[Entries provided — start]
PR #819, opened 2022-12-14
xkbcommon: add

neheb:

ping @bluetech

### DIFF
--- a/ci_config.json
+++ b/ci_config.json
@@ -566,6 +566,24 @@
       "libxml2-dev"
     ]
   },
+  "libxkbcommon": {
+    "build_options": [
+      "libxkbcommon:enable-docs=false",
+      "libxkbcommon:enable-tools=false",
+      "libxkbcommon:enable-wayland=false",
+      "libxkbcommon:enable-x11=false",
+      "libxkbcommon:enable-xkbregistry=false"
+    ],
+    "alpine_packages": [
+      "bison"
+    ],
+    "brew_packages": [
+      "bison"
+    ],
+    "choco_packages": [
+      "winflexbison"
+    ]
+  },
   "libxrandr": {
     "_comment": "X11 needs a POSIX system",
     "build_on": {
--- a/.github/workflows/build_all.yml
+++ b/.github/workflows/build_all.yml
@@ -121,6 +121,7 @@ jobs:
         with:
           msystem: ${{matrix.platform}}
           install: >-
+            bison
             dos2unix
             git
           pacboy: >-
--- a/.github/workflows/sanity_checks.yml
+++ b/.github/workflows/sanity_checks.yml
@@ -107,6 +107,7 @@ jobs:
         with:
           msystem: ${{matrix.platform}}
           install: >-
+            bison
             dos2unix
             git
           pacboy: >-
--- a/releases.json
+++ b/releases.json
@@ -1974,6 +1974,14 @@
       "1.1.4-1"
     ]
   },
+  "libxkbcommon": {
+    "dependency_names": [
+      "xkbcommon"
+    ],
+    "versions": [
+      "1.7.0-1"
+    ]
+  },
   "libxml2": {
     "dependency_names": [
       "libxml-2.0"
--- a/subprojects/libxkbcommon.wrap
+++ b/subprojects/libxkbcommon.wrap
@@ -1,0 +1,8 @@
+[wrap-file]
+directory = libxkbcommon-1.7.0
+source_url = https://xkbcommon.org/download/libxkbcommon-1.7.0.tar.xz
+source_filename = libxkbcommon-1.7.0.tar.xz
+source_hash = 65782f0a10a4b455af9c6baab7040e2f537520caa2ec2092805cdfd36863b247
+
+[provide]
+xkbcommon = dep_libxkbcommon


bluetech:
I pushed a commit to xkbcommon which fixes the `Consider using the built-in option for sanitizers instead of using "-fsanitize-undefined-trap-on-error".` meson warning, so that should be fine in the next release.

Not sure about the test failures, sorry. Seems like it's missing the test data files? If it's something that can be improved on the xkbcommon side, let me know.

neheb:
I'm using the regular tarbal not the GitHub one. Maybe tests should be made optional.

bluetech:
The test data is included in the tarball. It is produced by meson and I believe `meson dist` makes sure that tests pass when using it.

dcbaker:
I have patches that would fix that `-fsantize` thing. That really is a meson issue, and I should get those rebased and merged...

bluetech:
I think the path problems are caused by xkbcommon using `meson.source_root()`/`meson.build_root()` instead of the `current` variants. This will be fixed in the next xkbcommon release.

neheb:
```
[1/114] Generating from 'subprojects/libxkbcommon-1.5.0/src/xkbcomp/parser.y'..
FAILED: subprojects/libxkbcommon-1.5.0/libxkbcommon.0.dylib.p/parser.c subprojects/libxkbcommon-1.5.0/libxkbcommon.0.dylib.p/parser.h 
/usr/bin/bison --defines=subprojects/libxkbcommon-1.5.0/libxkbcommon.0.dylib.p/parser.h -o subprojects/libxkbcommon-1.5.0/libxkbcommon.0.dylib.p/parser.c -p _xkbcommon_ ../subprojects/libxkbcommon-1.5.0/src/xkbcomp/parser.y
../subprojects/libxkbcommon-1.5.0/src/xkbcomp/parser.y:230.5-9: syntax error, unexpected type, expecting string or identifier
[2/114] Generating from 'subprojects/libxkbcommon-1.5.0/src/xkbcomp/parser.y'..
FAILED: subprojects/libxkbcommon-1.5.0/libxkbcommon-test-internal.a.p/parser.c subprojects/libxkbcommon-1.5.0/libxkbcommon-test-internal.a.p/parser.h 
/usr/bin/bison --defines=subprojects/libxkbcommon-1.5.0/libxkbcommon-test-internal.a.p/parser.h -o subprojects/libxkbcommon-1.5.0/libxkbcommon-test-internal.a.p/parser.c -p _xkbcommon_ ../subprojects/libxkbcommon-1.5.0/src/xkbcomp/parser.y
../subprojects/libxkbcommon-1.5.0/src/xkbcomp/parser.y:230.5-9: syntax error, unexpected type, expecting string or identifier
```

hmmmm

neheb:
@bluetech MSYS2 has some questionable warnings. Also errors on termios.h inclusion. The format warnings are AFAIK from having an outdated MINGW define.

bluetech:
I'll try to fix these when I get a chance.

The termios.h includes are already protected, but only for MSVC compiler. This was fixed recently in https://github.com/xkbcommon/libxkbcommon/commit/bd79a960f596574e9c2ea59347f9afac469ef532, will be in the next release. I hope it will work for msys2.

The printf format ones I can probably fix with some casts (no `%z` support what year are we?!?).

The macos bison failure I'm not sure about. From a quick look I can't see where it gets its bison, do you have an idea?

neheb:
From macOS itself.

The MSYS2 no %z is caused by MINGW_STRICT_ANSI.

bluetech:
> From macOS itself.

Looks like macos bison is version 2.3, from 2006... And we seem to need... 2.3a, one version later :)

I've added a version check to xkbcommon now. For the macos build to succeed a newer bison is needed. byacc is also supported.

> The MSYS2 no %z is caused by MINGW_STRICT_ANSI.

Hmm `%z` is C99 so I wonder why it doesn't like it?

xkbcommon currently uses `c_std=c11`. Maybe `c_std=gnu11` will fix this, do you mind trying?

neheb:
MINGW_STRICT_ANSI uses the older msvcrt printf AFAIK which does not support %z. By default it works fine with %z. There's some define in the code messing this up.

bluetech:
> Ah no the problem is different. It's ATTR_PRINTF that's wrong. See https://github.com/Exiv2/exiv2/blob/main/src/image_int.hpp#L15 for a proper way to handle.

Thanks for the hint, added this [here](https://github.com/xkbcommon/libxkbcommon/commit/5a5ab3e8806c2b2a5006d53b75e79b6c90fe810e), hopefully will fix these warnings.

neheb:
@bluetech seems there are issues regarding _MSC_VER vs _WIN32 in the testing code.

neheb:
```
libxkbcommon| Program bison win_bison found: NO found 2.3 but need: '>= 2.3a' (/usr/bin/bison)
libxkbcommon| Program byacc found: NO

subprojects/libxkbcommon-1.7.0/meson.build:175:8: ERROR: Problem encountered: Could not find a compatible YACC program (bison or byacc)
```

@eli-schwartz bison is keg only., Any way to override the search path?

benoit-pierre:
This work:
```diff
 ci_config.json         | 3 +++
 tools/sanity_checks.py | 1 +
 2 files changed, 4 insertions(+)

diff --git c/ci_config.json w/ci_config.json
index 7d02be0..eec2df8 100644
--- c/ci_config.json
+++ w/ci_config.json
@@ -571,6 +571,9 @@
     "alpine_packages": [
       "bison"
     ],
+    "brew_packages": [
+      "bison"
+    ],
     "choco_packages": [
       "winflexbison"
     ],
diff --git c/tools/sanity_checks.py w/tools/sanity_checks.py
index aec8655..41e6144 100755
--- c/tools/sanity_checks.py
+++ w/tools/sanity_checks.py
@@ -373,6 +373,7 @@ class TestReleases(unittest.TestCase):
             else:
                 s = ', '.join(brew_packages)
                 print(f'The following packages could be required: {s}')
+            subprocess.check_call(['brew', 'link', '--force'] + brew_packages)
         elif choco_packages and is_windows():
             if is_ci():
                 subprocess.check_call(['choco', 'install', '-y'] + choco_packages)
```

But should probably be amended to only `brew link …` on CI.

benoit-pierre:
Correction, it works for amd64, but x86_64, not sure why…

benoit-pierre:
This work in both cases:
```diff
 ci_config.json         | 3 +++
 tools/sanity_checks.py | 5 +++++
 2 files changed, 8 insertions(+)

diff --git c/ci_config.json w/ci_config.json
index 7d02be0..eec2df8 100644
--- c/ci_config.json
+++ w/ci_config.json
@@ -571,6 +571,9 @@
     "alpine_packages": [
       "bison"
     ],
+    "brew_packages": [
+      "bison"
+    ],
     "choco_packages": [
       "winflexbison"
     ],
diff --git c/tools/sanity_checks.py w/tools/sanity_checks.py
index aec8655..fa28049 100755
--- c/tools/sanity_checks.py
+++ w/tools/sanity_checks.py
@@ -370,6 +370,11 @@ class TestReleases(unittest.TestCase):
         elif brew_packages and is_macos():
             if is_ci():
                 subprocess.check_call(['brew', 'install'] + brew_packages)
+                # Ensure binaries from keg-only formulas are available (e.g. bison).
+                for prefix in subprocess.check_output(['brew', '--prefix'] + brew_packages).decode().split('\n'):
+                    bindir = Path(prefix) / 'bin'
+                    if bindir.exists():
+                        meson_env['PATH'] = str(bindir) + ':' + meson_env['PATH']
             else:
                 s = ', '.join(brew_packages)
                 print(f'The following packages could be required: {s}')
```

neheb:
@benoit-pierre fold into https://github.com/mesonbuild/wrapdb/pull/1522 ?

benoit-pierre:
> @benoit-pierre fold into #1522 ?

Done.

neheb:
@benoit-pierre no dice.

ci_config.json
```diff
@@ -566,6 +566,24 @@
...
+    ],
+    "alpine_packages": [
+      "bison"
+    ],
+    "choco_packages": [
+      "winflexbison"
+    ],
+    "darwin_packages": [
+      "bison"
+    ]
```
benoit-pierre, line 585:
```suggestion
    "brew_packages": [
      "bison"
    ]
```
;)

PR #826, opened 2022-12-17
github: update build_all to sanity_checks

neheb:

### DIFF
--- a/.github/workflows/build_all.yml
+++ b/.github/workflows/build_all.yml
@@ -69,8 +69,8 @@ jobs:
       - name: Install packages
         run: |
           brew update
-          brew install ninja python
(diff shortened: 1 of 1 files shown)


.github/workflows/build_all.yml
```diff
@@ -69,8 +69,8 @@ jobs:
       - name: Install packages
         run: |
           brew update
-          brew install ninja python
-          python3 -m pip install git+https://github.com/mesonbuild/meson
+          brew install ninja
+          python3 -m pip install --pre meson
```
eli-schwartz, line 73: Absolutely not!!!

The purpose of this was extremely clear. We want to test from meson git master, it's the *entire* point of the build_all check.

neheb: Should be one or the other globally I think.

PR #832, opened 2022-12-18
gdbm: consistency updates

neheb:
Don't build on Windows and move build closer to upstream.


neheb:
@jpakkane this is ready

PR #833, opened 2022-12-18
Roll back some CI changes

eli-schwartz:
The recent changes to `.github/workflows/` mixed some harmless/good changes together with some that aren't so great. Specifically:
- we absolutely positively want to use meson from git master in the build_all CI, because the entire point of that CI is to run regression tests against bleeding-edge future versions of Meson and catch issues before release.
- macOS is broken. It's broken on multiple levels, and one of them caused CI to go red, but the real solution is the same one I PR'ed to the Meson repository, which includes a more thorough fix. I probably forgot to sync that over.

### DIFF
--- a/.github/workflows/build_all.yml
+++ b/.github/workflows/build_all.yml
@@ -66,8 +66,8 @@ jobs:
       - name: Install packages
         run: |
           brew update
-          brew install ninja
-          python3 -m pip install --pre meson
+          brew install ninja python
+          python3 -m pip install git+https://github.com/mesonbuild/meson
 
       - name: Sanity Checks
         run: |
--- a/.github/workflows/build_all.yml
+++ b/.github/workflows/build_all.yml
@@ -63,10 +63,16 @@ jobs:
       - name: Fetch tags and unshallow
         run: git fetch --unshallow --tags
 
+      - run: brew update
+      # github actions overwrites brew's python. Force it to reassert itself, by running in a separate step.
+      - name: unbreak python in github actions
+        run: |
+          find /usr/local/bin -lname '*/Library/Frameworks/Python.framework/*' -delete
+          sudo rm -rf /Library/Frameworks/Python.framework/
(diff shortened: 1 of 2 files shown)


.github/workflows/build_all.yml
```diff
@@ -63,10 +63,16 @@ jobs:
       - name: Fetch tags and unshallow
         run: git fetch --unshallow --tags
 
+      - run: brew update
```
neheb, line 66: A lot of work :)

What's wrong with the stock Python in the runner?

eli-schwartz: I do not trust Github at all, there was a cascading laundry list of problems with it and I *do* trust brew.

But mostly, the issue is that github broke brew itself, and any formula that attempts to install python, either directly or as a dependency, will error out -- and that includes any wrapdb package that specifies `brew_packages` if that brew package pulls in python anywhere in the dependency tree.

So we must unbreak brew in order to guarantee that arbitrary `brew install XXX` will "just work" -- and that means nuking the github actions one from high orbit until no traces remain.

neheb: The CI also supports vcpkg. Wonder which is better...

neheb: I don't know how true that indirect python comment is. For example, Orcus specifies boost, which definitely pulls python. CI didn't fail though.

eli-schwartz: Which CI is that? I didn't think we recently changed orcus.

neheb: I ran manual build all runs on here after my changes.

eli-schwartz: I went and looked up boost in homebrew, it doesn't depend on python at all. boost_python3 does, but that's a separate formula. (It will also install `python@3.11`, which isn't the same as the `python` alias, but does conflict once again with Github Actions.)

neheb: Will look when CI is done.

neheb: Hmm seems correct.

PR #835, opened 2022-12-18
lame: Remove LIBRARY entry in lame.def

nirbheek:
LIBRARY entry is using the MinGW name:

    LIBRARY  libmp3lame.DLL

This makes the import library useless on MSVC, because it uses the wrong DLL name.


nirbheek:
I had to add `fix_def.py` to `PER_PROJECT_PERMITTED_FILES`.

neheb:
Ummm, why not just fix the library name to be that?

nirbheek:
> Ummm, why not just fix the library name to be that?

Library name is compiler-specific, and can also be specified in the target itself. Better to let the linker generate it automatically, since it will always know.

neheb:
not sure what you mean.

library can be called 'libmp3lame' with name_prefix set to '' and soversion set to '' for windows.

PR #836, opened 2022-12-18
expat: Override the dependency so [provide] works

nirbheek:


eli-schwartz (changes requested):
Commit message is incorrect, `[provide]` already works.

This wrap file is using the `dep = varname` form, not the `dependency_names = dep` form, which means that override_dependency is not needed (or used).

This does, however, break compatibility with debian oldstable and Ubuntu LTS, which I'd rather not do without a compelling need.

What this PR actually does is change a backwards-compatible syntax for one that isn't, and doesn't migrate the .wrap file at the same time anyway.

eli-schwartz:
Particularly, override_dependency is interesting because you do NOT need a provide section at all. Or even a wrap file. If a subproject is activated, such as via implicit matching on the `subproject name == dependency name`, meson will try configuring the subproject and seeing if it overrides the dependency. This is often handy in upstream projects, but a moot point for the WrapDB, which always provides a wrap file with a provide section.

nirbheek:
Ah, I missed the `expat` line in the wrap. I thought wrapdb would auto-populate the provided dependencies list if the build file overrode it. My bad!

PR #838, opened 2022-12-19
entt: prefer `src` directory over `single_include`

crispyricepc:
Using `#include <entt/entt.hpp>` is still possible with this change, but now people who prefer the forward declarations in `fwd.hpp` can also use it


neheb:
need to bump releases.json

neheb:
eh no you have to make a separate entry.

eli-schwartz:
The changes should be squashed together, BTW.

crispyricepc:
Okay sorry, first PR over here. Think I fixed it?

neheb:
reverse the order in releases.json

crispyricepc:
Ah ff-
Thanks for your patience

eli-schwartz (approved):
LGTM once CI passes

PR #1042, opened 2023-05-30
abseil-cpp: Provide headers for projects to install

nirbheek:
Some projects that use abseil-cpp, such as webrtc-audio-processing, use abseil types in public headers. They need to install the headers, so provide them as variables that can be accessed via the subproject object.


jpakkane:
Why don't we make the subproject install them directly? Is it because they need to be installed in some special subproject-only include directory?

nirbheek:
> Why don't we make the subproject install them directly? Is it because they need to be installed in some special subproject-only include directory?

The subproject is all static libraries that are linked to directly by whatever project consumes it. The subproject does not install anything, so it is up to the project to decide whether it wants to install the headers.

jpakkane:
> The subproject does not install anything

The question here being, should it? That is what all other projects do (whether static or shared linked), but unfortunately Abseil is a Google project and they have a tendency to not follow distribution best practices.

nirbheek:
There's no point installing the libraries in this project, it's meant to be used as vendored sources. Honestly, the only reason why webrtc-audio-processing uses its types in its API headers is because that code is from libwebrtc, which is *also* a google project that doesn't care about modularization.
[Entries provided — finish]
## Exercise description
All that belongs in the answer is the run of lines above from the line containing "(diff shortened: 1 of 1 files shown)" through the line containing "eli-schwartz, line 73: Absolutely not!!!", exactly as written.

## Task solution
(diff shortened: 1 of 1 files shown)


.github/workflows/build_all.yml
```diff
@@ -69,8 +69,8 @@ jobs:
       - name: Install packages
         run: |
           brew update
-          brew install ninja python
-          python3 -m pip install git+https://github.com/mesonbuild/meson
+          brew install ninja
+          python3 -m pip install --pre meson
```
eli-schwartz, line 73: Absolutely not!!!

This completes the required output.